### Provided data
PR #5525, opened 2022-04-28
drivers/serial: Update log_dump to only store console logs

abhishek-samsung:
Currently log_dump stores all the data that is sent via the serial driver
interface. Updated log_dump to only store the console logs.

### DIFF
--- a/os/drivers/serial/serial.c
+++ b/os/drivers/serial/serial.c
@@ -269,7 +269,11 @@ static int uart_putxmitchar(FAR uart_dev_t *dev, int ch, bool oktoblock)
 		if (nexthead != dev->xmit.tail) {
 			dev->xmit.buffer[dev->xmit.head] = ch;
 #ifdef CONFIG_LOG_DUMP
-			log_dump_save(ch);
+			/* only save UART data that is being transmitted to the console */
+
+			if (dev->isconsole) {
+				log_dump_save(ch);
+			}
 #endif
 			dev->xmit.head = nexthead;
 			return OK;


os/drivers/serial/serial.c
```diff
@@ -269,7 +269,9 @@ static int uart_putxmitchar(FAR uart_dev_t *dev, int ch, bool oktoblock)
 		if (nexthead != dev->xmit.tail) {
 			dev->xmit.buffer[dev->xmit.head] = ch;
 #ifdef CONFIG_LOG_DUMP
-			log_dump_save(ch);
+			if (dev->isconsole) {
+				log_dump_save(ch);
```
jeongchanKim, line 273: Could you leave the comment why you added the if condition?

abhishek-samsung: drivers/serial is common for all the UART-related communication. As a result, earlier all the other data that was output using the UART interface was stored in the log_dump buffer (ex: console output, micom, etc.). Now we are restricting log_dump to only store console data with the condition.

sunghan-chang: > Currently log_dump stores all the logs that are sent via the serial driver
interface. Updated log_dump to only store the console logs.

small question,
can we say "log" for uart data which is not for console?

abhishek-samsung: Thanks, changed "logs" to "data"

sunghan-chang: > Could you leave the comment why you added the if condition?

I think he wants to leave code comment for the reason of if conditional, not pr comment.

sunghan-chang: `// save only logs, not UART data between chips` looks enough.

abhishek-samsung: Done.

sunghan-chang (approved):

PR #5526, opened 2022-04-28
apps: Restructure menuconfig options into sub-menus

amogh-samsung:
- Multiple applications of the same domain will be presented in a separate sub-menu
 under the "Application Configuration" menuconfig tab.
- Added MENUDESC option in Makefiles of subfolders to initiate presentation of
 applications as a separate sub-menu
- Added preconfig options in Makefiles for subfolders to include dependant
 applications in this separate sub-menu.

### DIFF
--- a/apps/examples/performance/Makefile
+++ b/apps/examples/performance/Makefile
@@ -51,4 +51,38 @@
 
 MENUDESC = "Performance"
 
-include $(APPDIR)/Directory.mk
+include $(APPDIR)/Make.defs
+
+SUBDIRS = $(dir $(wildcard */Makefile))
+
+all: nothing
+
+.PHONY: nothing context depend clean distclean
+
+define SDIR_template
+$(1)_$(2):
+	$(Q) $(MAKE) -C $(1) $(2) TOPDIR="$(TOPDIR)" APPDIR="$(APPDIR)" EXTDIR="$(EXTDIR)"
+endef
+
+$(foreach SDIR, $(SUBDIRS), $(eval $(call SDIR_template,$(SDIR),preconfig)))
+$(foreach SDIR, $(SUBDIRS), $(eval $(call SDIR_template,$(SDIR),context)))
+$(foreach SDIR, $(SUBDIRS), $(eval $(call SDIR_template,$(SDIR),depend)))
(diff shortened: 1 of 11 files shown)


apps/examples/testcase/Kconfig
```diff
@@ -1,49 +0,0 @@
...
-#
-
-menuconfig EXAMPLES_TESTCASE
-	bool "TestCase Example"
-	default n
-	---help---
-		Enable the TestCase Example
-
-if EXAMPLES_TESTCASE
-config DISABLE_MANUAL_TESTCASE
```
sunghan-chang, line 13: This is a necessary config. Could you add it at somewhere?

apps/examples/testcase/Kconfig_ENTRY
```diff
@@ -1,3 +0,0 @@
-config ENTRY_TESTCASE
-	bool "TestCase Example"
-	depends on EXAMPLES_TESTCASE
```
sunghan-chang, line 3: If you remove this, we can select the testcase using entry selection menu.

apps/examples/testcase/Kconfig
amogh-samsung: The right place to add it seems to be this folder's Kconfig only,
So, changes to this folder have been reverted

apps/examples/testcase/Kconfig_ENTRY
amogh-samsung: Changes to this folder have been reverted

sunghan-chang (dismissed):
Could you confirm menuconfig operation with current PR?

apps/examples/performance/Makefile
```diff
@@ -51,4 +51,38 @@
 
 MENUDESC = "Performance"
 
-include $(APPDIR)/Directory.mk
+include $(APPDIR)/Make.defs
```
amogh-samsung, line 54: Have this Makefile's own set of rues, even if dummy ones, instead of including the APPDIR Directory.mk file for rules

abhishek-samsung (commented):
LGTM

sangam-swami (commented):
Looks good.

sangam-swami:
we can review directories other than app/examples if needed later

sunghan-chang (approved):

PR #5528, opened 2022-05-02
kernel/log_dump : Update getting free heap size for protected build

sangam-swami:
Add umm_get_heap_free_size to support protected build.

Signed-off-by: sangamanatha <sangam.swami@samsung.com>

### DIFF
--- a/os/kernel/log_dump/log_dump.c
+++ b/os/kernel/log_dump/log_dump.c
@@ -155,7 +155,11 @@ int log_dump_save(char ch)
 
 	size_t free_size;
 #ifdef CONFIG_DEBUG_MM_HEAPINFO
-	free_size = kmm_get_heap_free_size(void);
+#ifdef CONFIG_BUILD_PROTECTED
+	free_size = kmm_get_heap_free_size();
+#else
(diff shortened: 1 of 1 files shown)


os/kernel/log_dump/log_dump.c
```diff
@@ -155,7 +155,11 @@ int log_dump_save(char ch)
 
 	size_t free_size;
 #ifdef CONFIG_DEBUG_MM_HEAPINFO
-	free_size = kmm_get_heap_free_size(void);
+#ifdef CONFIG_BUILD_PROTECTED
+	free_size = kmm_get_heap_free_size();
```
jeongchanKim, line 159: `kmm_get_heap_free_size()` will be the same as `umm_get_heap_free_size()` for flat build.
So I think we don't need to separate this.

For `malloc` case, we can use `kmm_malloc()` from flat build, but `kmm_malloc()` will work properly.

sangam-swami: agree

sangam-swami:
As it is kernel code we use kmm_get_heap_free_size() for both flat and protected build.

PR #5530, opened 2022-05-10
arch/arm/src: Move the loading binary addresses before app heap corru…

thapav:
…ption check

This patch moves the elf_show_all_bin_addr() API call to before the app
heap corruption check in order to retrieve the loading binary addresses
for debug purposes if the device resets during heap corruption.

### DIFF
--- a/os/arch/arm/src/armv7-m/up_assert.c
+++ b/os/arch/arm/src/armv7-m/up_assert.c
@@ -464,6 +464,10 @@ void up_assert(const uint8_t *filename, int lineno)
 
 	up_dumpstate();
 
+#ifdef CONFIG_APP_BINARY_SEPARATION
+	elf_show_all_bin_section_addr();
+#endif
+
 	lldbg("Checking kernel heap for corruption...\n");
 	if (mm_check_heap_corruption(g_kmmheap) == OK) {
 		lldbg("No kernel heap corruption detected\n");
@@ -478,7 +482,6 @@ void up_assert(const uint8_t *filename, int lineno)
 		if (mm_check_heap_corruption((struct mm_heap_s *)(fault_tcb->uheap)) == OK) {
 			lldbg("No app heap corruption detected\n");
 		}
-		elf_show_all_bin_section_addr();
 	}
 #endif
 	lldbg("Assert location (PC) : %08x\n", asserted_location);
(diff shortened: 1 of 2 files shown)


jeongchanKim (approved):
It is much better to debug even there is a heap corruption in the user heap.

sunghan-chang:
@thapav @jeongchanKim @jeongarmy When kernel heap is corrupted, don't we need app loading information to debug? I mean
don't we need to move it to front of kernel heap checking?

jeongchanKim:
> @thapav @jeongchanKim @jeongarmy When kernel heap is corrupted, don't we need app loading information to debug? I mean don't we need to call it before kernel heap checking?

ELF info is saved into the kernel heap, so if kernel heap is broken, we cannot guarantee the info.
So I think we don't need to show before checking kernel heap.

sunghan-chang:
@jeongchanKim Is it in the heap? Not static memory like bss or data? Could you confirm?

jeongchanKim:
> @jeongchanKim Is it in the heap? Not static memory like bss or data? Could you confirm?

Yes, it is in the kernel heap.

jeongchanKim:
> > @jeongchanKim Is it in the heap? Not static memory like bss or data? Could you confirm?
> 
> Yes, it is in the kernel heap.

The list is global variable, but each info is dynamically allocated and appended in the list.

os/arch/arm/src/armv7-m/up_assert.c
```diff
@@ -464,6 +464,8 @@ void up_assert(const uint8_t *filename, int lineno)
 
 	up_dumpstate();
 
+	elf_show_all_bin_addr();
```
jeongchanKim, line 467: Could you check the build break?
You can see the CI build log.
Maybe it is related to config.

sunghan-chang:
@thapav Could you update this PR for rebasing with Ahreum's change and for build break?

thapav:
> @thapav Could you update this PR for rebasing with Ahreum's change and for build break?

Done

os/arch/arm/src/armv7-m/up_assert.c
thapav: Rectified

sunghan-chang (approved):

jeongchanKim (approved):
Looks good to me.

PR #5531, opened 2022-05-11
binfmt: save binary section addresses in static memory for debugging

jeongarmy:
save binary section address information, g_bin_addr_list in static memory for debugging when kernel heap corruption.

### DIFF
--- a/os/binfmt/libelf/libelf_sections.c
+++ b/os/binfmt/libelf/libelf_sections.c
@@ -65,13 +65,16 @@
 #include <tinyara/kmalloc.h>
 #include <tinyara/binfmt/elf.h>
 
-#include <queue.h>
 #include <string.h>
 #include <tinyara/binfmt/binfmt.h>
 #include <binary_manager/binary_manager.h>
 
 #include "libelf.h"
 
+#ifdef CONFIG_APP_BINARY_SEPARATION
+/* The list for a common binary and user binaries(CONFIG_NUM_APPS) */
+static bin_addr_info_t g_bin_addr_list[CONFIG_NUM_APPS + 1];
+#endif
 /****************************************************************************
  * Pre-processor Definitions
  ****************************************************************************/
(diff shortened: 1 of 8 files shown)


os/binfmt/libelf/libelf_sections.c
```diff
@@ -208,64 +209,46 @@ void *elf_find_start_section_addr(struct binary_s *binp)
...
+	binfo("   bss_addr    : %x\n", g_bin_addr_list[bin_idx].bss_addr);
 #endif
 #endif
-		sq_addlast((sq_entry_t *)bin_info, &g_bin_addr_list);
-	} else {
-		berr("ERROR : Failed to allocate for bin symbol.\n");
-	}
 }
 
 void elf_delete_bin_section_addr(struct binary_s *bin)
```
jeongchanKim, line 238: In this case, we don't need to pass the whole `bin`.
It is better to pass the `bin->binary_idx` only.
Please check this.

os/binfmt/libelf/libelf_sections.c
```diff
@@ -65,13 +65,14 @@
...
 #include <tinyara/binfmt/elf.h>
 
-#include <queue.h>
 #include <string.h>
 #include <tinyara/binfmt/binfmt.h>
 #include <binary_manager/binary_manager.h>
 
 #include "libelf.h"
 
+static bin_addr_info_t g_bin_addr_list[CONFIG_NUM_APPS + 1];
```
sunghan-chang, line 74: Could you let me know why one more additional array size is necessary? `+ 1`?

os/binfmt/libelf/libelf_sections.c
```diff
@@ -208,64 +209,46 @@ void *elf_find_start_section_addr(struct binary_s *binp)
...
 
 void elf_save_bin_section_addr(struct binary_s *bin)
 {
-	bin_addr_info_t *bin_info;
-	bin_info = (bin_addr_info_t *)kmm_malloc(sizeof(bin_addr_info_t));
-	if (bin_info != NULL) {
-		bin_info->bin_idx = bin->binary_idx;
-		bin_info->text_addr = bin->sections[BIN_TEXT];
-		bin_info->text_size = bin->sizes[BIN_TEXT];
+	uint8_t bin_idx = bin->binary_idx;
```
jeongchanKim, line 220: It is better to check that `bin` is NULL or not.
Even though it never be NULL.

os/binfmt/libelf/libelf_sections.c
jeongchanKim, line 74: I think it is enough to have the array with `CONFIG_NUM_APPS` size.

jeongchanKim, line 74: How about defining this only when loadable?

jeongarmy: It needs additional space for common binary.

jeongarmy: It needs additional space for common binary.

jeongarmy: Right. I added dependency of CONFIG_APP_BINARY_SEPARATION.

os/binfmt/libelf/libelf_sections.c
```diff
@@ -206,68 +208,59 @@ void *elf_find_start_section_addr(struct binary_s *binp)
...
-		binfo("   bss_addr    : %x\n", bin_info->bss_addr);
+		binfo("   rodata_addr : %x\n", g_bin_addr_list[bin_idx].rodata_addr);
+		binfo("   data_addr   : %x\n", g_bin_addr_list[bin_idx].data_addr);
+		binfo("   bss_addr    : %x\n", g_bin_addr_list[bin_idx].bss_addr);
 #endif
 #endif
-		sq_addlast((sq_entry_t *)bin_info, &g_bin_addr_list);
 	} else {
-		berr("ERROR : Failed to allocate for bin symbol.\n");
+		berr("ERROR : Failed to save bin addresses\n");
```
jeongchanKim, line 242: I think it can be confusing, because we don't save the bin address. We try to save the each sections address.
How about changing the log about this?

os/binfmt/libelf/libelf_sections.c
sunghan-chang: Then, how about below?
```
#ifdef config_common_bin
#define NUM_LOADING_BIN  (CONFIG_NUM_APPS + 1)
#else
#define NUM_LOADING_BIN  (CONFIG_NUM_APPS)
#endif

static .... g_bin_addr_list[NUM_LOADING_BIN];
```

sunghan-chang:
```
#define NUM_LOADING_BIN (CONFIG_NUM_APPS \
#ifdef config_common_bin
               + 1 \
#endif
              )
```

os/binfmt/libelf/libelf_sections.c
```diff
@@ -206,68 +208,59 @@ void *elf_find_start_section_addr(struct binary_s *binp)
...
 }
 
 void elf_show_all_bin_addr(void)
 {
-	bin_addr_info_t *info;
-	info = (bin_addr_info_t *)sq_peek(&g_bin_addr_list);
-	while (info) {
-		lldbg("[%s] Text Addr : %p, Text Size : %u\n", BIN_NAME(info->bin_idx), info->text_addr, info->text_size);
-		info = (FAR void *)sq_next((FAR sq_entry_t *)info);
+	int bin_idx;
```
sangam-swami, line 255: function name can be changed to elf_show_all_bin_section_addr ?

os/binfmt/libelf/libelf_sections.c
jeongarmy: The index 0 in binary table is fixed for common binary to handle it differently from other binary.
```
/* Index of 'Common Library' data in binary table. */
#define BM_CMNLIB_IDX              0

/* Binary table, the first data [0] is for Common Library. */
static binmgr_uinfo_t bin_table[USER_BIN_COUNT + 1];
```

sunghan-chang (approved):

PR #5536, opened 2022-05-26
os/board/rtl8721csm: Disable WiFi CFO tracking when BT enable to fix BT frequency offset

yeetee179:
This change will not affect WiFi performance as the default crystal calibration value is used when BT is enabled.


os/board/rtl8721csm/src/libs/RELEASE_NOTE.txt
```diff
@@ -1,5 +1,8 @@
 /* == "version" + "Realtek git version" + "compile date" + "compile time" == */
 
+== version a16b340d3cd7a67dd5b27204b60af31557b0d0d8_2022/05/25-18:50:28 ==‎
+1.	Disable WiFi CFO tracking when BT enable to fix BT frequency offset in lib_wlan
```
thapav, line 4: May be we cam modify as below;
1. Disable WiFi CFO tracking when BT is enabled to fix BT frequency offset in lib_wlan

an4967 (approved):
LGTM

PR #5537, opened 2022-05-30
[UNDER POWERCUT TESTING] os/fs/driver/mtd: Remove additional CRC check of data read from flash

amogh-samsung:
- We do not need a CRC check for verification at read time if read back and verify happens at write time.
- In our focus area of jSmartFs (Journaling enabled), read back and verify always happens at write time,
 which gives us the option to avoid this unnecessarily time taking overhead.

### DIFF
--- a/os/fs/driver/mtd/smart.c
+++ b/os/fs/driver/mtd/smart.c
@@ -4399,8 +4399,9 @@ static int smart_readsector(FAR struct smart_struct_s *dev, unsigned long arg)
 	}
 #ifdef CONFIG_MTD_SMART_ENABLE_CRC
 
-	/* When CRC is enabled, we read the entire sector into RAM so we can
-	 * validate the CRC.
+	/* When CRC is enabled, we read the entire sector into RAM so we can validate the CRC.
+	 * However, if Journaling is enabled, written data is read back and verified with CRC,
+	 * so we can skip this step.
 	 */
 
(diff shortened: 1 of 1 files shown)


os/fs/driver/mtd/smart.c
```diff
@@ -4408,26 +4408,6 @@ static int smart_readsector(FAR struct smart_struct_s *dev, unsigned long arg)
 		fdbg("Error reading phys sector %d\n", physsector);
 		return -EIO;
 	}
-#if SMART_STATUS_VERSION == 1
```
thapav, line 4411: Can you please specify the improvement percentage in reading without the CRC check in the commit details ?

thapav, line 4411: What about the cases where journaling is not enabled and/or the readback wont happen while writing to flash?

amogh-samsung: I'll add a TODO comment for the same
We develop SmartFs with journaling primarily as a robust and thorough solution that guarantees FS integrity.
Hence cases where journaling is disabled are possible to build but do not majorly concern us

Taejun-Kwon: I think you can simply update it instead of TODO comment. 3~5 lines of code will be enough

Taejun-Kwon:
Major changes, powercut test should be done

Taejun-Kwon (approved):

### What you will do
Where a line of the material holds the word "instead", copy that line.

### Answer box
amogh-samsung, line 54: Have this Makefile's own set of rues, even if dummy ones, instead of including the APPDIR Directory.mk file for rules
Taejun-Kwon: I think you can simply update it instead of TODO comment. 3~5 lines of code will be enough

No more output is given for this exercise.